This solution follows the notations and rationale taught in the GMATH method.

Regards,
Fabio.

The total number of ways to select 3 people from 9 is 9C3 = (9 x 8 x 7)/(3 x 2) = 3 x 4 x 7 = 84.

The number of ways 2 of the triplets are among the 3 awarded is 3C2 x 6C1 = 3 x 6 = 18.

The number of ways all 3 triplets are the 3 awarded is 3C3 x 6C0 = 1 x 1 = 1.

Therefore, the probability is (18 + 1)/84 = 19/84.

Answer: B

Hi Bunuel isn't the probability that at least two of the triplets will win a medal equal to none of the triplets win the medal? But the answer coming through ths way isnt correct.. 1- 5/21 = 16/21

At least two of the triplets will win a medal, means that only two or all three of the triplets win a medal. The opposite event would be that only one or none of the triplets win a medal.

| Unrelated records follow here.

PR #379, opened 2019-06-14
Complete lab 1 fibonnaci

leonarj4:
Fixes #

Review of colleague's PR #

PR #487, opened 2019-06-24
Lab2 Added Bubble and Insertion sort functions

### LINKED ISSUE #486: Lab2 - Bubble Sort
Implements sorting functions using bubble and insertion sort algorithms.
Each function returns a sorted int slice copy of the passed in array.

davidbroughsmyth:
Fixes #486 

Review of colleague's PR #379 

**Changes proposed in this PR:**
- Add Bubble sort and Insertion sort functions
- Include common unit tests for both functions


02_bubble/davidbroughsmyth/main.go
```diff
@@ -0,0 +1,39 @@
...
+		for i := 1; i < n; i++ {
+			if cpy[i-1] > cpy[i] {
+				cpy[i-1], cpy[i] = cpy[i], cpy[i-1]
+			}
+		}
+	}
+	return cpy
+}
+
+func insertionSort(s []int) []int {
```
nicko-lee, line 24: nice work implementing insertion sort as well!

nicko-lee (approved):

02_bubble/davidbroughsmyth/main_test.go
```diff
@@ -0,0 +1,51 @@
...
+}
+
+var tests = map[string]struct {
+	input []int
+	want  []int
+}{
+	"Reverse Sort":            {input: []int{5, 4, 3, 2, 1}, want: []int{1, 2, 3, 4, 5}},
+	"Already Sorted":          {input: []int{1, 2, 3, 4, 5}, want: []int{1, 2, 3, 4, 5}},
+	"All same":                {input: []int{8, 8, 8, 8, 8}, want: []int{8, 8, 8, 8, 8}},
+	"All zeros":               {input: []int{0, 0, 0, 0, 0}, want: []int{0, 0, 0, 0, 0}},
```
camscale, line 27: This test is not really needed since zero is not any special value in the sort functions. It ends up being the same test as "All same". Extra tests that do not test something extra just become a maintenance burden, so best to avoid.

02_bubble/davidbroughsmyth/main_test.go
```diff
@@ -0,0 +1,51 @@
...
+	"Empty":                   {input: []int{}, want: []int{}},
+	"Negative":                {input: []int{-1, -3, -5, -2, -4}, want: []int{-5, -4, -3, -2, -1}},
+	"Mixed Neg & Pos numbers": {input: []int{4, -1, -3, 0, -2, 3}, want: []int{-3, -2, -1, 0, 3, 4}},
+}
```
camscale, line 31: I think a test with 1 and 2 elements would both be useful. The 1-element test obviously is always sorted but can be a good test that your logic for working with a pair of values is still correct in the presence of a single value. Since 1 element is a boundary condition, a 2-element test is the other side of the boundary so it's worth testing that too - you'll of course need the two elements to be in the wrong order so you can detect if the code mistakenly skips doing the swap.

02_bubble/davidbroughsmyth/main.go
```diff
@@ -0,0 +1,39 @@
...
+	"os"
+)
+
+var out io.Writer = os.Stdout
+
+func bubble(s []int) []int {
+	cpy := make([]int, len(s))
+	copy(cpy, s)
+	for n := len(cpy); n > 1; n-- {
+		for i := 1; i < n; i++ {
```
camscale, line 15: I'd suggest a better name for the loop indicies would be `i` and `j` as you have done in the insertion sort. `n` is often used as a count of some sort and is fixed for the duration of the loop. I was initially confused by the inner loop always counting up to `n` as I would typically expect something called `n` to be the length of the slice your iterating over. My confusion subsided rather quickly once I inspected the code more closely, but that would have been avoided by using `i` and `j`.

camscale (approved):
I've added some comments, but also approved this PR as my comments more related to general software engineering practices and not anything Go-specific, and since the focus of the course is Go, you're good to merge. If you want to revise the PR to address the comments, that's fine - just ping me on slack (camh) when you've re-pushed and I'll re-review right away (assuming I'm not at the pub tonight).

02_bubble/davidbroughsmyth/main_test.go
davidbroughsmyth: Yes I see that now.

davidbroughsmyth:
Thankyou @camh-anz for the review. I will these as learnings for the other labs which require changes and just proceed with the merge.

Since the other solutions in this thread use counting techniques, let's use probability rules to solve the question

P(at least two triplets win a metal) = P(exactly two triplets win a middle OR exactly three triplets win a medal)
= P(exactly two win a middle) + P(exactly three win a medal)

Let's examine each probability separately....

P(exactly two triplets win a middle)
There are three ways for this to happen:
case i) a triplet places 1st, another triplet places 2nd, a non-triplet places 3rd
case ii) a triplet places 1st, a non-triplet places 2nd, a triplet places 3rd
case iii) a non-triplet places 1st, a triplet places 2nd, a non-triplet places 3rd

P(case i) = (3/9)(2/8)(6/7) = 1/14
P(case ii) = (3/9)(6/8)(2/7) = 1/14
P(case iii) = (6/9)(3/8)(2/7) = 1/14
P(exactly two triplets win a middle) = 1/14 + 1/14 + 1/14 = 3/14


P(exactly three triplets win a middle)
P(exactly three triplets win a middle) = P(a triplet places 1st, another triplet places 2nd, another triplet places 3rd)
= (3/9)(2/8)(1/7) = 1/84

We get:
P(at least two triplets win a metal) = P(exactly two win a middle) + P(exactly three win a medal)
= 3/14 + 1/84
= 18/84 + 1/84
= 19/84

Answer: B

Cheers,
Brent

Alternate approach:

Case 1: Exactly two triplets win medals
P(a triplet wins the first medal) \(= \frac{3}{9}\) (Of the 9 competitors, 3 are triplets)
P(a triplet wins the second medal) \(= \frac{2}{8}\) (Of the 8 remaining competitors, 2 are triplets)
P(a non-triplet wins the third medal) \(= \frac{6}{7}\) (Of the 7 remaining competitors, 6 are non-triplets)
To combine these probabilities, we multiply:
\(\frac{3}{9} * \frac{2}{8} * \frac{6}{7}\)
Since the non-triplet can be first, second, or third, we multiply by 3:
\(\frac{3}{9} * \frac{2}{8} * \frac{6}{7} * 3 = \frac{3}{14}\)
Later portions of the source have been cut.